La parade des flagorneurs

Mais sous l’ère Trump, l’art normalement discret de la flagornerie est devenu une pratique politique officielle. Il n’est presque plus caché. Les logiques de déférence et de servilité manifestes qui prévalaient à la cour du roi ont retrouvé leur place à la Maison-Blanche… et dans tous les lieux où Trump officie. Lors de sa visite au Parlement israélien, Trump s’est fait accueillir par deux minutes de standing ovation au son des trompettes victorieuses et des hourras. Dans l’assemblée, les spectateurs portaient des casquettes inscrites « Trump the peace president » [Trump, le président de la paix]. S’en est suivi un vibrant éloge de président de la Knesset Amir Ohana, qui a présenté Trump comme un « géant de l’histoire juive » qui marquera l’histoire « pour des milliers d’années ».

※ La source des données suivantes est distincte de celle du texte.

PR #277, opened 2019-02-14
Don't close the http.Request body

dprotaso:
As per net.http package for `http.Request.Body`

```
The Server will close the request body. The ServeHTTP
Handler does not need to.
```


vagababov:
:-(

PR #1361, opened 2020-05-27
User variadic version and remove nil

vagababov:
Update duck/status to use new version of UnionMaps

/assign @vaikas mattmoor

### DIFF
--- a/apis/duck/v1/status_types.go
+++ b/apis/duck/v1/status_types.go
@@ -96,7 +96,7 @@ func (source *Status) ConvertTo(ctx context.Context, sink *Status, predicates ..
 	sink.ObservedGeneration = source.ObservedGeneration
 	if source.Annotations != nil {
 		// This will deep copy the map.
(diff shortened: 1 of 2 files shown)


apis/duck/v1/status_types.go
```diff
@@ -96,7 +96,7 @@ func (source *Status) ConvertTo(ctx context.Context, sink *Status, predicates ..
 	sink.ObservedGeneration = source.ObservedGeneration
 	if source.Annotations != nil {
 		// This will deep copy the map.
-		sink.Annotations = kmeta.UnionMaps(source.Annotations, nil)
+		sink.Annotations = kmeta.UnionMaps(source.Annotations)
```
vaikas, line 99: nit, but maybe copy the comment about deep copying to the v1beta1 as well?

vagababov: eh, sure.

vagababov:
ping :)

PR #1363, opened 2020-05-28
Implement Unwrap() and Is() for permanentErrors

antoineco:
Without the `Unwrap()` method, `ReconcilerEvents` can't be unwrapped from `permanentError`s (L198), and we jump directly over the block (L209).

https://github.com/knative/pkg/blob/a468cb85692fc17e6abd2677f0b88f3337089723/client/injection/kube/reconciler/core/v1/namespace/reconciler.go#L196-L212

`Is()` allows for `permanentError`s to be wrapped themselves and still be considered as permanent.

### DIFF
--- a/controller/controller.go
+++ b/controller/controller.go
@@ -448,7 +448,7 @@ func (c *Impl) processNextWorkItem() bool {
 func (c *Impl) handleErr(err error, key types.NamespacedName) {
 	c.logger.Errorw("Reconcile error", zap.Error(err))
 
-	// Re-queue the key if it's an transient error.
+	// Re-queue the key if it's a transient error.
 	// We want to check that the queue is shutting down here
 	// since controller Run might have exited by now (since while this item was
 	// being processed, queue.Len==0).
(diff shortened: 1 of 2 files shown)


controller/controller.go
```diff
@@ -495,14 +495,10 @@ type permanentError struct {
...
-// IsPermanentError returns true if given error is permanentError
+// IsPermanentError returns true if the given error is a permanentError.
 func IsPermanentError(err error) bool {
-	switch err.(type) {
-	case permanentError:
-		return true
-	default:
-		return false
-	}
+	_, ok := err.(permanentError)
```
vagababov, line 500: can we use errors.Is instead?

antoineco: That's what I also expected, but if I change that function to
```diff
 func IsPermanentError(err error) bool {
-       _, ok := err.(permanentError)
-       return ok
+       return errors.Is(err, permanentError{})
 }
```
my test fails with `Expected type controller.permanentError to be a permanentError`.

antoineco: @vagababov oh, I know why. `Is()` calls `Unwrap()`, which returns the wrapped error instead of the permanentError.

vagababov: I see.
Thanks.

antoineco: Solved in accacc9f9a883fe0793fa3a7b78dc8b6bc9664c6.
It's actually a good pattern because a permanentError can be wrapped itself, and still be permanent.

antoineco:
@vagababov sorry for cancelling your LGTM, I removed the unnecessary `err` var from the `Is()` method.

The PR is ready now.

PR #1367, opened 2020-05-29
Don't swallow errors from stackdriver init.

evankanderson:
Found this while poking at writing an e2e test case for stackdriver.

Without this patch, I get a panic. With the patch, I get:

> unable to init: stackdriver: couldn't initialize trace client: google: could not find default credentials. See https://developers.google.com/accounts/docs/application-default-credentials for more information.

/assign @jjzeng-seattle

### DIFF
--- a/metrics/stackdriver_exporter.go
+++ b/metrics/stackdriver_exporter.go
@@ -102,11 +102,12 @@ func init() {
 
 func newOpencensusSDExporter(o stackdriver.Options) (view.Exporter, error) {
 	e, err := stackdriver.NewExporter(o)
-	if err == nil {
-		// Start the exporter.
-		// TODO(https://github.com/knative/pkg/issues/866): Move this to an interface.
-		e.StartMetricsExporter()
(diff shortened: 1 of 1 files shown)


metrics/stackdriver_exporter.go
```diff
@@ -102,11 +102,12 @@ func init() {
...
-	if err == nil {
-		// Start the exporter.
-		// TODO(https://github.com/knative/pkg/issues/866): Move this to an interface.
-		e.StartMetricsExporter()
+	if err != nil {
+		return nil, err
 	}
+	// Start the exporter.
+	// TODO(https://github.com/knative/pkg/issues/866): Move this to an interface.
+	e.StartMetricsExporter()
```
vagababov, line 110: Well then we should consume the error from `StartMetricsExporter` as well.

evankanderson: Good catch, I didn't realize it returned an `error`.

PR #1370, opened 2020-06-02
Junithelper refactor into a function that can be re-used.

peterfeifanchen:
Junithelper was previously just a command, refactoring it as a function so it can be re-used by upstream vendors.

/cc @chizhg @chaodaiG

### DIFF
--- a/test/junit/junit.go
+++ b/test/junit/junit.go
@@ -21,6 +21,8 @@ package junit
 import (
 	"encoding/xml"
 	"fmt"
+	"io/ioutil"
+	"log"
 )
 
 // TestStatusEnum is a enum for test result status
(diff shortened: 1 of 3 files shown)


chaodaiG:
Might be my personal preference, I would prefer
```
- junithelper
  - cmd
    - main.go
  - pkg
    - junit.go
```

peterfeifanchen:
> Might be my personal preference, I would prefer
> 
> ```
> - junithelper
>   - cmd
>     - main.go
>   - pkg
>     - junit.go
> ```

I actually prefer it the other way since when you import you can tell its junit.{something} rather than a very innocuous pkg.{something}

chaodaiG:
> I actually prefer it the other way since when you import you can tell its junit.{something} rather than a very innocuous pkg.{something}

Makes sense to me. I still feel it's a bit weird for a child package to import parent package, normally it's the other way around. The previous suggestion could be:
```
- junithelper
  - cmd
    - main.go
  - pkg
    - junit
      - junit.go
```

Alternatively, both on top level:
```
- junithelper
- junit
```

peterfeifanchen:
> > I actually prefer it the other way since when you import you can tell its junit.{something} rather than a very innocuous pkg.{something}
> 
> Makes sense to me. I still feel it's a bit weird for a child package to import parent package, normally it's the other way around. The previous suggestion could be:
> 
> ```
> - junithelper
>   - cmd
>     - main.go
>   - pkg
>     - junit
>       - junit.go
> ```
> 
> Alternatively, both on top level:
> 
> ```
> - junithelper
> - junit
> ```

I think it should be fine where it is. Probably something like pkg/junit would be better to keep the level the same. But things are already so messy, I think it's nice to keep all the mains in testutils as a place to put executables. The rest should eventually be moved into a. pkg dir which we can start here.

PR #1371, opened 2020-06-02
Add the flag on the config-observability, for enabling the tag label on the request metrics

igsong:
To toggle the feature in https://github.com/knative/serving/pull/8103, this PR introduces new flag in `config-observability`. 

The name of the flag is `metrics.enable-tag-label-on-request-metrics` and if it is `true`, all the metrics `requests-*` exposed by the queue-proxy will have additional label `tag`, which is the value of the tag header.

The default value is `false`.


tcnghia:
/project "Networking: Routing Based on Tag Header" "In progress"

ZhiminXiang:
friendly ping @yanweiguo :) need your approval

yanweiguo:
I think this one is no longer necessary according to the discussion in https://github.com/knative/serving/pull/8103

igsong:
Right. I'll close. Thanks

“Le principe même de la flagornerie consiste à exagérer”

 

Cet usage de superlatifs et de figures de style dévoile une des dimensions principales de la flagornerie : elle est un art de la surenchère, de l’excès. Autrement dit, on ne peut pas être flagorneur à moitié, car le principe même de la flagornerie consiste à exagérer. Par ailleurs, la flagornerie est souvent contagieuse. La vague de compliments a tendance à se répandre, à se diffuser de proche en proche – ce qui la rend particulièrement impressionnante. Il y a chez les flagorneurs une véritable « fureur de dire du bien », explique La Bruyère dans ses Caractères (1688). « Les louanges » ont pour cette raison tendance à « déborde[r] » et à « inonde[r] » l’espace, poursuit le moraliste. En l’occurrence, ce débordement de compliments a été activement initié par Trump lui-même, qui a toujours pratiqué sans retenue un éloge très actif de sa propre personne. « Son emblème est l’autopromotion. Ses immeubles sont hauts et dorés, avec le nom “TRUMP” inscrit en lettres majuscules », relève Giuliano da Empoli dans Les Ingénieurs du chaos (2019).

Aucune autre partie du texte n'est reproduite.